A few writers (Lhář and Hlupák among them), who elsewhere have related this tale, like to tack on a happy ending to the story. In one version (probably Lhář’s) Šárka rescues Wvécéw by lovingly removing all that covered him, as if “she were picking the most beautiful flowers on a roadside hill.” Others (Pitomec especially) turned it into a horror story: Wvécéw resurrects into a monstrous golem that terrorizes the countryside.

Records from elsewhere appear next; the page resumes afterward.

PR #63, opened 2020-08-21
Feature/expired tables integration tests

JayGreeeen:
Integration tests for new Metadata Cleanup module.
Contains all the commits from both mine and Vedants previous PRs - I was merging them in as we progressed.


patduin (approved):

beekeeper-integration-tests/pom.xml
```diff
@@ -10,12 +10,40 @@
 
   <artifactId>beekeeper-integration-tests</artifactId>
 
+  <properties>
+    <beeju.version>3.1.0</beeju.version>
+    <hadoop.version>3.3.0</hadoop.version>
```
nvitucci, line 15: Are you actually using Hadoop 3?

JayGreeeen: Using it to important some Constants `org.apache.hadoop.fs.s3a.Constants.ACCESS_KEY`, `org.apache.hadoop.fs.s3a.Constants.ENDPOINT`, `org.apache.hadoop.fs.s3a.Constants.SECRET_KEY`.

massdosage: My guess is that those were only added as constants in Hadoop 3 even though they were available for use in Hadoop 2. I think for now, if you can't find them anywhere in Hadoop 2, declare them as constant strings in our code with a note to replace them with the Hadoop 3 versions (mention the fully qualified class names in a comment) when we upgrade at a later date. This is probably safer than pulling in a Hadoop 3 dependency when all our other stuff using Hadoop 2, there might be some unexpected surprises later down the road which we should avoid.

nvitucci: I agree. This looks like the only place where Hadoop 3 is allegedly used, and this could be risky given that we can use constants instead.

nvitucci (approved):

patduin (approved):

PR #64, opened 2020-09-04
Fixing deployment

JayGreeeen:
Fixing some bits for the deployment. 

Excuse the million commits - I branched off a branch that was branched off a branch 🙃 🤨 🌲


beekeeper-scheduler/src/main/java/com/expediagroup/beekeeper/scheduler/service/ExpiredHousekeepingMetadataSchedulerService.java
```diff
@@ -79,6 +83,61 @@ private HousekeepingMetadata createOrUpdateHousekeepingMetadata(HousekeepingMeta
...
+  /**
+   * When the cleanup delay of a table with partitions is altered, the delay should be changed but the cleanup timestamp
+   * should be the max timestamp of any of the partitions which the table has.
+   *
+   * i.e. if the cleanup delay was 10 but now its being updated to 2, the delay should match any partition which has
+   * delay 10 (or above) to prevent premature attempts to cleanup the table.
+   *
+   * @param housekeepingMetadata
+   */
+  private void compareMaxCleanupTimestampWithTable(HousekeepingMetadata housekeepingMetadata) {
```
massdosage, line 102: To me "compare" suggests a method that just compares but doesn't have any side effects, while this and the one below both change something based on the result of the comparison. Can we rename this method to be clearer, maybe something like `updateCleanupTimestamp` or `setCleanupTimestampToMax`?

beekeeper-scheduler/src/main/java/com/expediagroup/beekeeper/scheduler/service/ExpiredHousekeepingMetadataSchedulerService.java
```diff
@@ -79,6 +83,61 @@ private HousekeepingMetadata createOrUpdateHousekeepingMetadata(HousekeepingMeta
...
+
+  /**
+   * When a new partition is added to a table, check to see if the new cleanup delay will be later than the current
+   * cleanup delay for the table.
+   * The cleanup timestamp of a partitioned table should be equivalent to that of the last partition which will be
+   * dropped to prevent premature attempts to cleanup the table.
+   *
+   * @param partitionMetadata
+   */
+  private void comparePartitionCleanupTimestampWithTable(HousekeepingMetadata partitionMetadata) {
```
massdosage, line 122: Similar here, maybe something like `setTableCleanupTimestampToPartitionMax`? (I'm open to other names, my morning coffee hasn't kicked in yet so these may be sub-optimal suggestions ;) )

beekeeper-scheduler/src/main/java/com/expediagroup/beekeeper/scheduler/service/ExpiredHousekeepingMetadataSchedulerService.java
```diff
@@ -79,6 +83,61 @@ private HousekeepingMetadata createOrUpdateHousekeepingMetadata(HousekeepingMeta
...
+      tableMetadata.setCleanupTimestamp(partitionCleanupTimestamp);
+      housekeepingMetadataRepository.save(tableMetadata);
+    }
+  }
+
+  private boolean isPartitionedTable(HousekeepingMetadata housekeepingMetadata) {
+    Long numPartitions = housekeepingMetadataRepository.countRecordsForGivenDatabaseAndTableWherePartitionIsNotNull(
+        housekeepingMetadata.getDatabaseName(), housekeepingMetadata.getTableName());
+
+    return numPartitions > 0 && housekeepingMetadata.getPartitionName() == null;
```
massdosage, line 141: Just curious, why do we also need to check that the partition name is null?

massdosage (changes requested):

beekeeper-scheduler/src/main/java/com/expediagroup/beekeeper/scheduler/service/ExpiredHousekeepingMetadataSchedulerService.java
JayGreeeen: Yeah you make a good point, will rename them 👍

beekeeper-scheduler/src/main/java/com/expediagroup/beekeeper/scheduler/service/ExpiredHousekeepingMetadataSchedulerService.java
JayGreeeen: This method is called when we're updating an existing record and we only want to update a record for a table. So numPartitions tells us if there are any existing partitions on that table, and the null check makes sure the housekeepingMetadata record being updated is for the table and not one of its partitions.

beekeeper-cleanup/src/main/java/com/expediagroup/beekeeper/cleanup/hive/HiveClient.java
```diff
@@ -100,4 +100,8 @@ public boolean tableExists(String databaseName, String tableName) {
           "Unexpected exception when checking if table \"" + databaseName + "." + tableName + "\" exists.", e);
     }
   }
+
+  public void close(){
```
patduin, line 104: add implement Closeable to the class and you can do try with resources to auto close

beekeeper-core/src/main/java/com/expediagroup/beekeeper/core/repository/HousekeepingMetadataRepository.java
```diff
@@ -38,12 +38,20 @@
   @Query(value = "from HousekeepingMetadata t "
       + "where t.databaseName = :databaseName "
       + "and t.tableName = :tableName "
-      + "and (t.partitionName = :partitionName or t.partitionName is NULL) " // To handle special null case
+      + "and (t.partitionName = :partitionName or (:partitionName is NULL and t.partitionName is NULL)) " // To handle special null case
```
patduin, line 41: :partitionName = "xyz"
t.partitionName = "xyz" or ("xyz" is null and t.partitionName is null)

:partitionName = null
t.partitionName = null or (null is null and t.partitionName is null)

I don't get it what problem are you trying to fix here?

beekeeper-cleanup/src/main/java/com/expediagroup/beekeeper/cleanup/metadata/MetadataCleaner.java
```diff
@@ -19,6 +19,10 @@
 
 public interface MetadataCleaner {
 
+  void init();
```
patduin, line 22: remove both

beekeeper-cleanup/src/main/java/com/expediagroup/beekeeper/cleanup/metadata/MetadataCleaner.java
```diff
@@ -19,6 +19,10 @@
...
+
+  void close();
+
   void dropTable(HousekeepingMetadata housekeepingMetadata);
```
patduin, line 26: add client as an argument to both methods

beekeeper-metadata-cleanup/src/main/java/com/expediagroup/beekeeper/metadata/cleanup/handler/ExpiredMetadataHandler.java
```diff
@@ -63,20 +63,10 @@ public ExpiredMetadataHandler(HousekeepingMetadataRepository housekeepingMetadat
...
-    if (dryRunEnabled) {
-      cleanup(housekeepingMetadata, instant, dryRunEnabled);
-    } else {
-      cleanupAndUpdate(housekeepingMetadata, instant, dryRunEnabled);
-    }
-  }
-
-  private void cleanupAndUpdate(HousekeepingMetadata housekeepingMetadata, LocalDateTime instant,
-      boolean dryRunEnabled) {
+    metadataCleaner.init();
```
patduin, line 66: inject the HiveClientFactory hiveClientFactory in the constructor then here you can do:

try (HiveClient client =  hiveClientFactory.newInstance()) {
//body of this whole method

}

patduin (changes requested):
some comment :)

beekeeper-cleanup/src/main/java/com/expediagroup/beekeeper/cleanup/hive/HiveMetadataCleaner.java
```diff
@@ -53,6 +62,11 @@ public boolean dropPartition(HousekeepingMetadata housekeepingMetadata) {
 
   @Override
   public boolean tableExists(String databaseName, String tableName) {
-    return client.tableExists(databaseName, tableName);
+    return hiveClient.tableExists(databaseName, tableName);
+  }
+
+  @Override
+  public void close(){
```
nvitucci, line 69: Maybe this one could implement `Closeable` too?

beekeeper-core/src/main/java/com/expediagroup/beekeeper/core/repository/HousekeepingMetadataRepository.java
JayGreeeen: when we have `:partitionName = null` anything with that db and table name would get returned because `null is null` is always true; `t.partitionName = "xyz" or null is null`

which breaks the code because we only want 1 value back.

 So it needs to have that check to make sure that when you pass it null you only get the table entry back.

beekeeper-cleanup/src/main/java/com/expediagroup/beekeeper/cleanup/hive/HiveMetadataCleaner.java
patduin: Nah because I proposed to remove init and close in these classes

beekeeper-core/src/main/java/com/expediagroup/beekeeper/core/repository/HousekeepingMetadataRepository.java
patduin: Would splitting this up in two queries make it simpler in the code? on for getting the table record and one for getting the partition records?

JayGreeeen: That is a discussion Vedant and I had when we found the problem, it was either this or have two queries. If you agree this is confusing then I think it is best to separate them out 👍

patduin: it's ok to leave this seems to be the JPA way of doing it :)

beekeeper-metadata-cleanup/src/main/java/com/expediagroup/beekeeper/metadata/cleanup/context/CommonBeans.java
```diff
@@ -81,11 +82,11 @@ public CloseableMetaStoreClientFactory metaStoreClientFactory() {
     return new HiveMetaStoreClientSupplier(metaStoreClientFactory, hiveConf, name);
   }
 
-  @Bean
-  public HiveClient hiveClient(
+  @Bean(name = "hiveClientFactory")
```
patduin, line 85: why name it?

JayGreeeen: Keeping it consistent with the other beans that have seemingly generic methods, but return a specific hive implementation

beekeeper-cleanup/src/main/java/com/expediagroup/beekeeper/cleanup/metadata/MetadataCleaner.java
```diff
@@ -19,9 +19,9 @@
 
 public interface MetadataCleaner {
 
-  void dropTable(HousekeepingMetadata housekeepingMetadata);
+  void dropTable(CleanerClient client, HousekeepingMetadata housekeepingMetadata);
```
massdosage, line 22: Summarising some discussions around this change - it's not great to have this coupling here and for the `CleanerClient` to be passed around to all the methods. Having this be an implementation detail of `MetadataCleaner` would be better but there are issues around where the client is created and the amount of logging noise it produces. I think we could solve this all in a nicer way by having some kind of HiveClientPool which manages connections and then the implementation of this could use that to manage connecting to Hive. I'm OK with approving this to move it forward but I'll set up a separate discussion to decide on whether creating a more generic HiveClientPool would be useful here and also potentially in some of our other projects.

massdosage (approved):

nvitucci (approved):
Looks good, although I agree with @massdosage that a solution that doesn't require the client to be passed around could be preferable.

beekeeper-cleanup/src/main/java/com/expediagroup/beekeeper/cleanup/metadata/MetadataCleaner.java
jmnunezizu: Thanks for summarising that, @massdosage. I was having the same conversation with Jay earlier this morning as I felt the API was not the best with the client being passed in with every interaction.

beekeeper-integration-tests/src/test/java/com/expediagroup/beekeeper/integration/BeekeeperExpiredMetadataSchedulerApiaryIntegrationTest.java
```diff
@@ -147,10 +147,12 @@ public void expiredMetadataAddPartitionEvent() throws SQLException, IOException,
...
     amazonSQS.sendMessage(sendMessageRequest(addPartitionSqsMessage.getFormattedString()));
 
-    await().atMost(TIMEOUT, TimeUnit.SECONDS).until(() -> getExpiredMetadataRowCount() == 1);
+    insertExpiredMetadata("s3://location", null);
+
+    await().atMost(30, TimeUnit.SECONDS).until(() -> getExpiredMetadataRowCount() == 2);
 
     List<HousekeepingMetadata> expiredMetadata = getExpiredMetadata();
-    assertExpiredMetadata(expiredMetadata.get(0), LOCATION_A, PARTITION_A_NAME);
+    assertExpiredMetadata(expiredMetadata.get(1), LOCATION_A, PARTITION_A_NAME);
```
patduin, line 155: what happened to 0?

beekeeper-integration-tests/src/test/java/com/expediagroup/beekeeper/integration/BeekeeperExpiredMetadataSchedulerApiaryIntegrationTest.java
```diff
@@ -162,11 +164,13 @@ public void expiredMetadataMultipleAddPartitionEvents() throws SQLException, IOE
...
 
-    await().atMost(TIMEOUT, TimeUnit.SECONDS).until(() -> getExpiredMetadataRowCount() == 2);
+    insertExpiredMetadata("s3://location", null);
+
+    await().atMost(60, TimeUnit.SECONDS).until(() -> getExpiredMetadataRowCount() == 3);
 
     List<HousekeepingMetadata> expiredMetadata = getExpiredMetadata();
-    assertExpiredMetadata(expiredMetadata.get(0), LOCATION_A, PARTITION_A_NAME);
-    assertExpiredMetadata(expiredMetadata.get(1), LOCATION_B, PARTITION_B_NAME);
+    assertExpiredMetadata(expiredMetadata.get(1), LOCATION_A, PARTITION_A_NAME);
```
patduin, line 172: same here we get 3 items now?

patduin: maybe add a assertThat(list.getSize(), is(3));??

beekeeper-integration-tests/src/test/java/com/expediagroup/beekeeper/integration/BeekeeperExpiredMetadataSchedulerApiaryIntegrationTest.java
JayGreeeen: I've had to insert some expired metadata - see line 150, which means theres now 2 entries in the table. This test adds a new partition, but because of the max cleanup timestamp stuff I added there needs to be an existing entry for the table.

beekeeper-integration-tests/src/test/java/com/expediagroup/beekeeper/integration/BeekeeperExpiredMetadataSchedulerApiaryIntegrationTest.java
JayGreeeen: same as above - have inserted an entry for the table on line 167

beekeeper-cleanup/src/main/java/com/expediagroup/beekeeper/cleanup/metadata/MetadataCleaner.java
patduin: That sounds good. The old client pool again :).

beekeeper-integration-tests/src/test/java/com/expediagroup/beekeeper/integration/BeekeeperExpiredMetadataSchedulerApiaryIntegrationTest.java
JayGreeeen: An assert would be doing the same as line 169, since it waits till theres 3 rows

beekeeper-cleanup/src/main/java/com/expediagroup/beekeeper/cleanup/metadata/MetadataCleaner.java
patduin: we can also just add a factory here in the implementation of this class and create a new client for inside every method. A pool or what we have now is after all just an optimisation detail we might not need it. I think we actually established long time ago that creating a client is fast.

beekeeper-integration-tests/src/test/java/com/expediagroup/beekeeper/integration/BeekeeperExpiredMetadataSchedulerApiaryIntegrationTest.java
patduin: would it make sense to still just assert the get(0) so it's clear what's in the list. It now looks like the test is wrong

beekeeper-cleanup/src/main/java/com/expediagroup/beekeeper/cleanup/metadata/MetadataCleaner.java
JayGreeeen: Creating a new client inside every method isnt ideal. I tried it but theres two calls back to back `tableExists` and `dropTable` / `dropPartition` which create two new clients and this adds a lot to the logs which is annoying. As Adrian suggested we could just ignore those logs, but its good to know whats going on with the clients

beekeeper-integration-tests/src/test/java/com/expediagroup/beekeeper/integration/BeekeeperExpiredMetadataSchedulerApiaryIntegrationTest.java
JayGreeeen: Yeah I can add that to make it clearer

beekeeper-cleanup/src/main/java/com/expediagroup/beekeeper/cleanup/metadata/MetadataCleaner.java
patduin: ah yes logging can be silenced. All good we can have. cache with a timeout. I think we're all single threaded here so that's fine.

patduin (approved):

The truth, as far as we can tell is this: Odpadky blew his brains out, splattering bloody matter all over poor Wvécéw, who remained as unaware as ever. “Now how did all this stuff get on me,” he whispered, the last words, in fact, we ever heard him say. Smetí seemed to have disappeared entirely (although he might have been busy working while all this was happening). We indeed took whatever you can call the thing we carted off to Sromořadí Špína (I was one of three men who carried it there). The very next day as it turned out, upon instructions of the authorities, bulldozers leveled the alley and soon built upon it a 30-meter brick water reservoir, surrounded by newly planted greenery. During the war, the tower’s basement was used by the Nazi SA for the interrogation and torture of communists and resistance fighters.